The connection helps explain Obama’s choice of Wright as his pastor.
A little-known community organizer training institute in Chicago — called the Midwest Academy — is in many ways the key to Barack Obama’s political rise. The Midwest Academy was closely allied to the DSA, which sponsored the Socialist Scholars Conferences in New York. Most Midwest Academy leaders remained quiet about their socialism. Inspired by the success of the American Communist “Popular Front” and by 19th-century American reformers who used populist and communitarian language to achieve socialist ends through incremental legislative means, the Midwest Academy’s leaders advocated a strategy of stealth.
In the ’70s and ’80s, theory was put into action in a series of “populist” coalitions quietly controlled by the socialist leadership of the Midwest Academy and the DSA. The Citizen/Labor Energy Coalition, for example, fought a series of legislative battles against oil and gas companies. Its signature proposal was the call for a public energy corporation to “compete” with private companies.
Officials from the Midwest Academy network trained Obama, supplied him with money and had him appointed head of Illinois Project Vote. Years later, Obama sent foundation money to the Midwest Academy. Barack and Michelle Obama ran a project called “Public Allies” that was effectively an extension of the Midwest Academy.
Alice Palmer, the Illinois state senator who chose Obama as her successor, was once a high official in the Midwest Academy network. Several Midwest Academy leaders advised Obama’s 2008 presidential campaign. Academy founder Heather Booth is now a key figure coordinating grassroots support for the president’s budget, health care and financial reform plans.
The leaders of the Midwest Academy were eager to avoid public exposure of their socialism. Yet they trusted Obama enough to put him on the board of their satellite organization, Chicago Public Allies, and to succeed one of their own as state senator.
As I detail at length in “Radical-in-Chief,” deceptions and glaring omissions about his radical past reach far beyond Obama’s involvement with the Socialist Scholars Conferences and the Midwest Academy. Archival documents reveal that Obama fudged during campaign 2008 about his ties to ACORN. New evidence confirms that Obama has hidden the truth about his relationships to Jeremiah Wright and Bill Ayers.
The unknown story of Obama’s deep involvement with a radical group called UNO of Chicago is revealed.

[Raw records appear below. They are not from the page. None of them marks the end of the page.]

PR #1234, opened 2023-06-15
Add support for `LazyList` margin

veyndan:


redwood-lazylayout-view/src/main/kotlin/app/cash/redwood/lazylayout/view/ViewLazyList.kt
```diff
@@ -150,6 +154,17 @@ internal open class ViewLazyList(context: Context) : LazyList<View> {
     }
   }
 
+  override fun margin(margin: Margin) {
+    with(density) {
+      recyclerView.updatePaddingRelative(
```
veyndan, line 159: It's implemented using padding, as [it appears that](https://github.com/cashapp/redwood/issues/855#issuecomment-1593025007) that's what yoga is doing.

swankjesse: We’re attempting to do CSS box model so padding is technically incorrect - the background color paints padding but not margins. 

But this works for me, for now.

veyndan: The comment that I left in the linked issue is implying that we should rename `margin` back to `padding`, as that's what it technically does. If we want to support margin, that should be a wholly separate thing.

swankjesse: Well, in `Column` I believe it is implemented as a Margin. 

@colinrtwhite do I have this right?

swankjesse (approved):

redwood-lazylayout-view/src/main/kotlin/app/cash/redwood/lazylayout/view/ViewLazyList.kt
swankjesse: (The best way to be sure is to paint the background of the component and see!)

veyndan: @swankjesse I think we've come full circle 😅 

Screenshot 2023-06-15 at 17 04 15

colinrtwhite: @swankjesse @veyndan is right! [Check out this comment](https://github.com/cashapp/redwood/issues/855#issuecomment-1593540122). Since we can't set a background on the Row/Column and can't size things beyond wrap/fill this is effectively the same as margin currently.

To support margin on a non-child, we'll have to implement it natively for each platform instead of common code!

The claims of candidate Obama and his mentors that he shunned Saul Alinsky’s confrontational tactics turn out to be a sugary fairy tale.
The obfuscating techniques of Obama’s memoir, “Dreams from My Father,” are exposed.

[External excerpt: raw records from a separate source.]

PR #1237, opened 2023-06-16
Fix infinite recursion when measuring an empty YogaLayout.

colinrtwhite:


redwood-layout-view/src/main/kotlin/app/cash/redwood/layout/view/YogaLayout.kt
```diff
@@ -24,14 +24,10 @@ internal class YogaLayout(context: Context) : ViewGroup(context) {
   var applyModifier: (Node, Int) -> Unit = { _, _ -> }
 
   init {
-    rootNode.measureCallback = ViewMeasureCallback(this)
```
colinrtwhite, line 27: This is the main change. The `rootNode` should never have an associated measure function or it will call its own `measure` infinitely.

JakeWharton (approved):

swankjesse (approved):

The pattern of misdirection upon which President Obama’s political career has been built has its roots in the socialist background of community organizing. ACORN, the Rev. Wright and Bill Ayers were all routes into that hidden socialist world. And that is why Obama has had to obscure the truth about these and other elements of his past.

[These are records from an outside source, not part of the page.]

PR #1240, opened 2023-06-16
Migrate UIViewLazyList to CollectionView

### LINKED ISSUE #1005: Add support for horizontal scrolling in `UIViewLazyList`

underscoretang:
A first pass at converting this into a CollectionView. It's in a decent place, but there are a few more things to be hammered out:

I put in some logs to illustrate some of the issues here, particularly with the "window" of viewport items not keeping up with the scrolling of the collection view.

🟤 – Redwood bindings
🟢 – CollectionView datasource
🔵 – Viewport Changes
🔴 – Out of range errors

https://github.com/cashapp/redwood/assets/465849/ed1528db-626d-4787-a03d-20987bea6b07

### DIFF
--- a/redwood-lazylayout-uiview/src/commonMain/kotlin/app/cash/redwood/lazylayout/uiview/UIViewLazyList.kt
+++ b/redwood-lazylayout-uiview/src/commonMain/kotlin/app/cash/redwood/lazylayout/uiview/UIViewLazyList.kt
@@ -26,101 +26,194 @@ import app.cash.redwood.layout.api.Constraint
 import app.cash.redwood.lazylayout.widget.LazyList
 import app.cash.redwood.lazylayout.widget.RefreshableLazyList
 import app.cash.redwood.ui.Margin
+import app.cash.redwood.widget.ChangeListener
 import app.cash.redwood.widget.MutableListChildren
 import app.cash.redwood.widget.Widget
+import kotlin.math.max
+import kotlinx.cinterop.CValue
 import kotlinx.cinterop.ObjCClass
+import kotlinx.cinterop.readValue
+import kotlinx.cinterop.useContents
+import platform.CoreGraphics.CGRect
+import platform.CoreGraphics.CGRectZero
+import platform.CoreGraphics.CGSize
+import platform.CoreGraphics.CGSizeMake
 import platform.Foundation.NSIndexPath
 import platform.Foundation.classForCoder
+import platform.UIKit.UICollectionView
+import platform.UIKit.UICollectionViewCell
+import platform.UIKit.UICollectionViewDataSourceProtocol
+import platform.UIKit.UICollectionViewDelegateFlowLayoutProtocol
+import platform.UIKit.UICollectionViewFlowLayout
+import platform.UIKit.UICollectionViewLayout
+import platform.UIKit.UICollectionViewScrollDirection
 import platform.UIKit.UIControlEventValueChanged
+import platform.UIKit.UIEdgeInsetsMake
 import platform.UIKit.UIRefreshControl
-import platform.UIKit.UITableView
-import platform.UIKit.UITableViewCell
-import platform.UIKit.UITableViewCellStyle
-import platform.UIKit.UITableViewCellStyle.UITableViewCellStyleDefault
-import platform.UIKit.UITableViewDataSourceProtocol
-import platform.UIKit.UITableViewDelegateProtocol
+import platform.UIKit.UIScrollView
 import platform.UIKit.UIView
 import platform.UIKit.item
 import platform.darwin.NSInteger
 import platform.darwin.NSObject
 
-private const val reuseIdentifier = "cell"
+internal interface ViewPortItems : Widget.Children<UIView> {
+  var placeholders: MutableList<Widget<UIView>>
+  var itemsBefore: Int
+  var itemsAfter: Int
+  fun itemForGlobalIndex(index: Int): UIView
+  fun itemCount(): Int
+}
 
-internal open class UIViewLazyList() : LazyList<UIView> {
+internal open class UIViewLazyList() : LazyList<UIView>, ChangeListener {
 
-  private val itemsList = mutableListOf<Widget<UIView>>()
+  override val items: ViewPortItems = object : ViewPortItems {
+    override var placeholders = mutableListOf<Widget<UIView>>()
 
-  override val placeholder: Widget.Children<UIView> = MutableListChildren()
+    override var itemsBefore: Int = 0
+    override var itemsAfter: Int = 0
 
-  override val items: Widget.Children<UIView> = object : Widget.Children<UIView> {
+    private val viewPortList = mutableListOf<Widget<UIView>>()
+
     override fun insert(index: Int, widget: Widget<UIView>) {
-      itemsList.add(index, widget)
-      tableView.reloadData()
+      viewPortList.add(index, widget)
     }
 
     override fun move(fromIndex: Int, toIndex: Int, count: Int) {
-      itemsList.move(fromIndex, toIndex, count)
-      tableView.reloadData()
+      viewPortList.move(fromIndex, toIndex, count)
     }
 
     override fun remove(index: Int, count: Int) {
-      itemsList.remove(index, count)
-      tableView.reloadData()
+      viewPortList.remove(index, count = count)
     }
 
-    override fun onModifierUpdated() {
+    override fun onModifierUpdated() {}
+
+    // Fetch the item from the viewPortList relative to the entire collection view
+    override fun itemForGlobalIndex(index: Int): UIView {
+      val viewPortIndex: Int = max(index - itemsBefore, 0)
+
+      viewPortList.getOrNull(viewPortIndex)?.let {
+        return it.value
+      }
+
+      // If we don't have a value, fallback to our pools of placeholders
+      val placeholderIndex = index % placeholders.size
+      return placeholders.get(placeholderIndex).value
+    }
+
+    override fun itemCount(): Int {
+      // TODO: replace with this with "ItemCounts"
+      return max(itemsBefore - 1, 0) + viewPortList.count() + itemsAfter
     }
   }
 
-  private val tableViewDelegate: UITableViewDelegateProtocol =
-    object : NSObject(), UITableViewDelegateProtocol {
-      override fun tableView(
-        tableView: UITableView,
-        willDisplayCell: UITableViewCell,
-        forRowAtIndexPath: NSIndexPath,
-      ) {
-        val content = itemsList[forRowAtIndexPath.item.toInt()]
-        (willDisplayCell as Cell).setView(content.value)
+  override val placeholder: Widget.Children<UIView> = MutableListChildren(list = items.placeholders)
+
+  private val viewPortListCoordinator = object {
+    var minIndex: Int = 0
+    var maxIndex: Int = 0
+
+    fun notifyViewportChanged() {
+      onViewportChanged(minIndex, maxIndex)
+    }
+
+    fun updateViewport(minIndex: Int, maxIndex: Int) {
+      if (minIndex != this.minIndex || maxIndex != this.maxIndex) {
+        this.minIndex = minIndex
+        this.maxIndex = maxIndex
+
+        notifyViewportChanged()
+      }
+    }
+  }
+
+  // A callback to tell LazyList that we have an update to the window of items available
+  private lateinit var onViewportChanged: (firstVisibleItemIndex: Int, lastVisibleItemIndex: Int) -> Unit
+
+  // UICollectionView + Protocols
+  private var collectionViewFlowLayout: UICollectionViewFlowLayout =
+    object : UICollectionViewFlowLayout() {}
+
+  private val collectionViewDataSource: UICollectionViewDataSourceProtocol =
+    object : NSObject(), UICollectionViewDataSourceProtocol {
+
+      override fun collectionView(
+        collectionView: UICollectionView,
+        numberOfItemsInSection: NSInteger,
+      ): NSInteger {
+        return items.itemCount().toLong()
+      }
+
+      override fun collectionView(
+        collectionView: UICollectionView,
+        cellForItemAtIndexPath: NSIndexPath,
+      ): UICollectionViewCell {
+        val cell = collectionView.dequeueReusableCellWithReuseIdentifier(
+          identifier = reuseIdentifier,
+          forIndexPath = cellForItemAtIndexPath,
+        ) as LazyListContainerCell
+
+        val view = items.itemForGlobalIndex(cellForItemAtIndexPath.item.toInt())
+        cell.set(view)
+
+        return cell
       }
     }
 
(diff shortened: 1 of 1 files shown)


redwood-lazylayout-uiview/src/commonMain/kotlin/app/cash/redwood/lazylayout/uiview/UIViewLazyList.kt
```diff
@@ -28,128 +28,284 @@ import app.cash.redwood.lazylayout.widget.RefreshableLazyList
...
   }
 
   override fun onViewportChanged(onViewportChanged: (firstVisibleItemIndex: Int, lastVisibleItemIndex: Int) -> Unit) {
+    println("🟤 onViewportChanged")
     this.onViewportChanged = onViewportChanged
   }
 
   override fun itemsBefore(itemsBefore: Int) {
-    this.itemsBefore = itemsBefore
+    println("🟤 itemsBefore $itemsBefore")
```
underscoretang: I think something that we should consider is having a way for us to pass along a full transaction or model, instead of individual binding callbacks.

redwood-lazylayout-uiview/src/commonMain/kotlin/app/cash/redwood/lazylayout/uiview/UIViewLazyList.kt
```diff
@@ -28,128 +28,284 @@ import app.cash.redwood.lazylayout.widget.RefreshableLazyList
...
+        val cell = collectionView.dequeueReusableCellWithReuseIdentifier(
+          identifier = reuseIdentifier,
+          forIndexPath = cellForItemAtIndexPath
+        ) as LazyListContainerCell
 
-      override fun tableView(
-        tableView: UITableView,
-        numberOfRowsInSection: NSInteger,
-      ): NSInteger = itemsList.size.toLong()
+        val widget = items.itemForGlobalIndex(cellForItemAtIndexPath.item.toInt())
```
underscoretang: @veyndan, what if instead of having to manage a list on this end of things. we just have a reference that can be used here and then have the viewport and recycling logic happen on the Redwood LazyList side? This way we can save ourselves the several round trips to make sure we have the item

redwood-lazylayout-uiview/src/commonMain/kotlin/app/cash/redwood/lazylayout/uiview/UIViewLazyList.kt
```diff
@@ -28,128 +28,284 @@ import app.cash.redwood.lazylayout.widget.RefreshableLazyList
...
-import platform.UIKit.UITableViewDelegateProtocol
+import platform.UIKit.UIScrollView
 import platform.UIKit.UIView
+import platform.UIKit.indexPathForRow
 import platform.UIKit.item
 import platform.darwin.NSInteger
 import platform.darwin.NSObject
 
-private const val reuseIdentifier = "cell"
+internal interface Items: Widget.Children<UIView> {
```
dnagler: naming nit: this is kind of a state machine, so maybe something like `ListItemState`?

redwood-lazylayout-uiview/src/commonMain/kotlin/app/cash/redwood/lazylayout/uiview/UIViewLazyList.kt
```diff
@@ -28,128 +28,284 @@ import app.cash.redwood.lazylayout.widget.RefreshableLazyList
...
-      tableView.reloadData()
+      println("🟤 insert $index")
+      viewPortList.add(index, widget)
+
+      if (isFinishedInitialLoad) {
+        val indexPath = globalIndexPathForViewportIndex(index)
+       // collectionView.reloadItemsAtIndexPaths(indexPaths = listOf(indexPath))
+      }
+
+      // TODO: We need a signal that the items are done with their initial load..
```
dnagler: Is the idea that the contents of the LazyList will always be paginated with a strict page size?
If so, we could enforce that here--otherwise, it's pretty hard to tell if our "initial load" is done in general.
We could maybe do something along the lines of asking "do the currently visible cells fill the available frame for the view, or is there a gap at the bottom", but that feels like guesswork.

redwood-lazylayout-uiview/src/commonMain/kotlin/app/cash/redwood/lazylayout/uiview/UIViewLazyList.kt
JakeWharton: The current design is imposed on us by the underlying Compose mechanism. We can't really change it because that would break direct usage (i.e., when not using Treehouse).

You can, however, implement `ChangeListener` on a widget type which gives you a callback after each batch of changes. This should effectively allow you to create the same thing. Instead of doing any action in these individual functions, instead, write the state to properties and then only act when that callback occurs.

veyndan: What @underscoretang said sounds similar to [what I said in the `ChangeListener` proposal issue](https://github.com/cashapp/redwood/issues/1133#issuecomment-1561666108). Considering all three change most of the time, what's the downside of that approach (apart from the class wrapper)?

redwood-lazylayout-uiview/src/commonMain/kotlin/app/cash/redwood/lazylayout/uiview/UIViewLazyList.kt
veyndan: I'm not totally sure what you mean by:

> we just have a reference that can be used here

veyndan (commented):
This is looking awesome!

> I put in some logs to illustrate some of the issues here, particularly with the "window" of viewport items not keeping up with the scrolling of the collection view.

When this happens, we should display placeholders that are swapped out when the window has caught up with the viewport.

Also, is it possible to do the window shifting in a separate PR from the `CollectionView` migration? I'm just concerned that the PR could get unwieldy if we try and fix everything!

redwood-lazylayout-uiview/src/commonMain/kotlin/app/cash/redwood/lazylayout/uiview/UIViewLazyList.kt
underscoretang: i meant migrating over the `Items` object to be handled by redwood directly so that we can just give the LazyList implementations a callback for 

`itemAtIndex(index: Index) -> Item` and not have to do state management here. but this probably comes with a performance cost?

redwood-lazylayout-uiview/src/commonMain/kotlin/app/cash/redwood/lazylayout/uiview/UIViewLazyList.kt
underscoretang: going to try using the changeListener approach here. the hope is to onlyReload and update the views when all the changes are committed, otherwise we end up with a bunch of intermediate updates that might not have all the state changes ready (esp on agressively scrolling)

underscoretang:
This is ready to merge and works with placeholders as well
https://github.com/cashapp/redwood/assets/465849/ec5a58f9-9e75-4033-8f4b-71bf786c45fb


1. Using `ChangeListener` to determine when to call `collectionView.reloadData()` is perfect
2. Previously, we were removing the `this.view` on the cell, which was a problem because that could be referencing a view that was already moved to another cell. Instead, we're just blowing away the contentViews subviews on prepare for reuse.

redwood-lazylayout-uiview/src/commonMain/kotlin/app/cash/redwood/lazylayout/uiview/UIViewLazyList.kt
underscoretang: Went with `ViewPortItems` to be a little clearer. it's still a datasource afterall. just with a moving window

redwood-lazylayout-uiview/src/commonMain/kotlin/app/cash/redwood/lazylayout/uiview/UIViewLazyList.kt
```diff
@@ -26,101 +26,197 @@ import app.cash.redwood.layout.api.Constraint
...
+      override fun collectionView(
+        collectionView: UICollectionView,
+        cellForItemAtIndexPath: NSIndexPath,
+      ): UICollectionViewCell {
+        val cell = collectionView.dequeueReusableCellWithReuseIdentifier(
+          identifier = reuseIdentifier,
+          forIndexPath = cellForItemAtIndexPath
+        ) as LazyListContainerCell
+
+        val view = items.itemForGlobalIndex(cellForItemAtIndexPath.item.toInt())
```
dnagler, line 156: This is pretty funky, but if it works it works

redwood-lazylayout-uiview/src/commonMain/kotlin/app/cash/redwood/lazylayout/uiview/UIViewLazyList.kt
```diff
@@ -26,101 +26,197 @@ import app.cash.redwood.layout.api.Constraint
...
-      rowHeight = 64.0 // TODO: size rows by their content.
-      prefetchingEnabled = false
+  private val collectionViewDelegate: UICollectionViewDelegateFlowLayoutProtocol =
+    object: NSObject(), UICollectionViewDelegateFlowLayoutProtocol {
+      override fun collectionView(
+        collectionView: UICollectionView,
+        layout: UICollectionViewLayout,
+        sizeForItemAtIndexPath: NSIndexPath
+      ): CValue<CGSize> {
+        // TODO: Calculate size for individual items. This commented code currently hangs the UI Thread
```
dnagler, line 170: What do you think will be the workaround here? Since we're implementing a synchronous method on the protocol, we can't really be hopping around to different threads.
Would calling `sizeToFit` (instead of `sizeThatFits`) here, or within `cellForItemAtIndexPath` work, or is the issue that this is always going to be called on a background thread?

dnagler (approved):
Seems like a step in the right direction!

redwood-lazylayout-uiview/src/commonMain/kotlin/app/cash/redwood/lazylayout/uiview/UIViewLazyList.kt
veyndan: The logic would have to continue to live on the host side, otherwise having `Items` on the guest side would involve  a lot of Zipline serialization — something which we had before and was causing a lot of performance headaches.

Perhaps we could share the implementation across Android View's though? `ViewLazyList` [has a similar-ish concept](https://github.com/cashapp/redwood/blob/e3b9bc927b1496c02264dcafce4f9e6e68b7d6e3/redwood-lazylayout-view/src/main/kotlin/app/cash/redwood/lazylayout/view/ViewLazyList.kt#L66-L94) to what you've got here. Can probably be a follow-up though!

redwood-lazylayout-uiview/src/commonMain/kotlin/app/cash/redwood/lazylayout/uiview/UIViewLazyList.kt
```diff
@@ -26,101 +26,197 @@ import app.cash.redwood.layout.api.Constraint
...
+
+      // If we don't have a value, fallback to our pools of placeholders
+      val placeholderIndex = index % placeholders.size
+      return placeholders.get(placeholderIndex).value
     }
 
-    override fun onModifierUpdated() {
+    override fun itemCount(): Int {
+      // TODO: replace with this with "ItemCounts"
+      return max(itemsBefore - 1, 0 ) + viewPortList.count() + itemsAfter
```
veyndan: I'm curious about the `max(itemsBefore - 1, 0 )` bit. Why do we want 1 less than `itemsBefore`?

Essentially, I would've thought it'd be:

```suggestion
      return itemsBefore + viewPortList.count() + itemsAfter
```

redwood-lazylayout-uiview/src/commonMain/kotlin/app/cash/redwood/lazylayout/uiview/UIViewLazyList.kt
```diff
@@ -26,101 +26,197 @@ import app.cash.redwood.layout.api.Constraint
...
-import platform.UIKit.UITableViewDelegateProtocol
+import platform.UIKit.UIScrollView
 import platform.UIKit.UIView
+import platform.UIKit.indexPathForRow
 import platform.UIKit.item
 import platform.darwin.NSInteger
 import platform.darwin.NSObject
 
-private const val reuseIdentifier = "cell"
+internal interface ViewPortItems: Widget.Children<UIView> {
```
veyndan: [nit] I don't think the interface is giving us much. It can probably be safely removed, but it can be done in a follow-up PR

redwood-lazylayout-uiview/src/commonMain/kotlin/app/cash/redwood/lazylayout/uiview/UIViewLazyList.kt
```diff
@@ -26,101 +26,197 @@ import app.cash.redwood.layout.api.Constraint
...
+    override fun itemForGlobalIndex(index: Int): UIView {
+      val viewPortIndex: Int = max(index - itemsBefore, 0)
+
+      viewPortList.getOrNull(viewPortIndex)?.let {
+        return it.value
+      }
+
+      // If we don't have a value, fallback to our pools of placeholders
+      val placeholderIndex = index % placeholders.size
+      return placeholders.get(placeholderIndex).value
```
veyndan, line 101: When the `placeholders.size` is less than the number of items that can fill the view port, we might be reusing an already visible placeholder. Is that a big deal on iOS?

veyndan (approved):
I'm curious how this'd look in Repo Search, as the number of elements increases as you scroll (unlike in Emoji Search). Unfortunately we don't have Repo Search implemented on iOS yet though 😞

redwood-lazylayout-uiview/src/commonMain/kotlin/app/cash/redwood/lazylayout/uiview/UIViewLazyList.kt
underscoretang: it's not ideal, but i think it beats maintaining a pool for a really niche case where we have many small cells. we could use the viewport size to increase the initial pool size if needed

redwood-lazylayout-uiview/src/commonMain/kotlin/app/cash/redwood/lazylayout/uiview/UIViewLazyList.kt
underscoretang: i think i was seeing an off by 1 error, but i think i got that mixed up with the index. This will get replaced with the ItemCounts anyways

More important, the president’s socialist past is still very much alive in the governing philosophy and long-term political strategy of the Obama administration.
As we move into the first national election of the Obama presidency, Americans are confronted with a fateful choice. Either we will continue to be subject to President Obama’s radical, and only very partially revealed, plans for our future, or we will place a strong check on the president’s ambitions.
Knowing the truth about Obama’s past is the best way to safeguard our future.
Stanley Kurtz is a senior fellow at the Ethics and Public Policy Center.